SOURCE RECORDS section start

PR #552, opened 2021-07-23
ARC-385 Micros Maintenance

mboudreau:
The micros version of this PR: https://github.com/atlassian/github-for-jira/pull/544


src/config/env.ts
```diff
@@ -1,34 +1,75 @@
...
+const envVars: EnvVars = {
+  MICROS_ENV: EnvironmentEnum[process.env.MICROS_ENV || EnvironmentEnum.development],
   MICROS_SERVICE_VERSION: process.env.MICROS_SERVICE_VERSION,
-  NODE_ENV: process.env.NODE_ENV,
+  NODE_ENV: nodeEnv,
   SENTRY_DSN: process.env.SENTRY_DSN,
   PROXY: getProxyFromEnvironment(),
-  ...env.parsed,
-};
+  MAINTENANCE_MODE: BooleanEnum[process.env.MAINTENANCE_MODE],
```
KAbakumovAtl, line 41: I believe we should control this with a feature flag rather than env variable. Not sure if we integrated our service with Launch Darkly already, but we should definitely look into it for this case.

(However if we are not integrated, we can do it in the next PR, hence this one is quite big already)

src/config/env.ts
```diff
@@ -1,34 +1,75 @@
...
+export enum EnvironmentEnum {
+  test = "test",
+  development = "development",
+  production = "production",
+}
 
-function getProxyFromEnvironment(): string{
-  let proxyHost: string = process.env.EXTERNAL_ONLY_PROXY_HOST;
-  let proxyPort: string = process.env.EXTERNAL_ONLY_PROXY_PORT;
+export enum BooleanEnum {
```
KAbakumovAtl, line 11: I wonder why do we need this enum? Can't we just cast/convert our env variable to boolean?

src/config/statsd.ts
```diff
@@ -19,7 +20,7 @@ const statsd = new StatsD({
   port: 8125,
   globalTags,
   errorHandler: (err) => {
-    if (process.env.NODE_ENV !== 'development') {
+    if (process.env.NODE_ENV !== EnvironmentEnum.development) {
```
KAbakumovAtl, line 23: Nice 👍

src/frontend/app.ts
```diff
@@ -129,81 +138,95 @@ export default (octokitApp: App): Express => {
...
-  app.post('/jira/sync', verifyJiraMiddleware, elapsedTimeMetrics, retrySync);
+  app.post("/jira/sync", verifyJiraMiddleware, elapsedTimeMetrics, retrySync);
+
+
+  // Set up event handlers
+  app.get("/jira/atlassian-connect.json", getJiraConnect);
+  app.post("/jira/events/disabled", jiraAuthenticate, postJiraDisable);
+  app.post("/jira/events/enabled", jiraAuthenticate, postJiraEnable);
+  app.post("/jira/events/installed", postJiraInstall); // we can't authenticate since we don't have the secret
+  app.post("/jira/events/uninstalled", jiraAuthenticate, postJiraUninstall);
```
KAbakumovAtl, line 227: I wonder why did we move it here from `jira.ts` ? 

I find it more confusing than it was before because these are not frontend endpoints and now they are in `frontend/app.ts` file. (We also inlining stuff to the already big method)

KAbakumovAtl (changes requested):
I am a bit concerned with inlining `setupJira` and `setupDeepcheck` into the frontend app. I guess it is better to keep it as it is for now.

src/config/env.ts
mboudreau: We don't have feature flags enabled yet.  Environment variables should be easy enough to change though for the time being.

src/config/env.ts
mboudreau: yes, but no.  There's a larger change that needs to happen here for how to handle env vars.  The main issue is that the type on `process.env` is a `Record<string, string>` so we can't add booleans to it and we have to be able to use the output to recast into `process.env` in the tests for the time being.

This will change in the future, but we need to leave it as in for now.  The `BooleanEnum` just makes it a bit simpler to not screw up with typos.

src/frontend/app.ts
mboudreau: There's  a large refactor that needs to happen.  The reason for the move is that this app is spaghetti and aren't using the best express practices on top of how probot has it's own kinda server that we're using on top, but just uses the `express.Router`.  It's a mindfield.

SOURCE RECORDS section end

§ **EXERCISE INSTRUCTIONS**: Where a line of the records holds the word "atlassian", copy that line.

§ **RESPONSE TO THE TASK**:
The micros version of this PR: https://github.com/atlassian/github-for-jira/pull/544
+  app.get("/jira/atlassian-connect.json", getJiraConnect);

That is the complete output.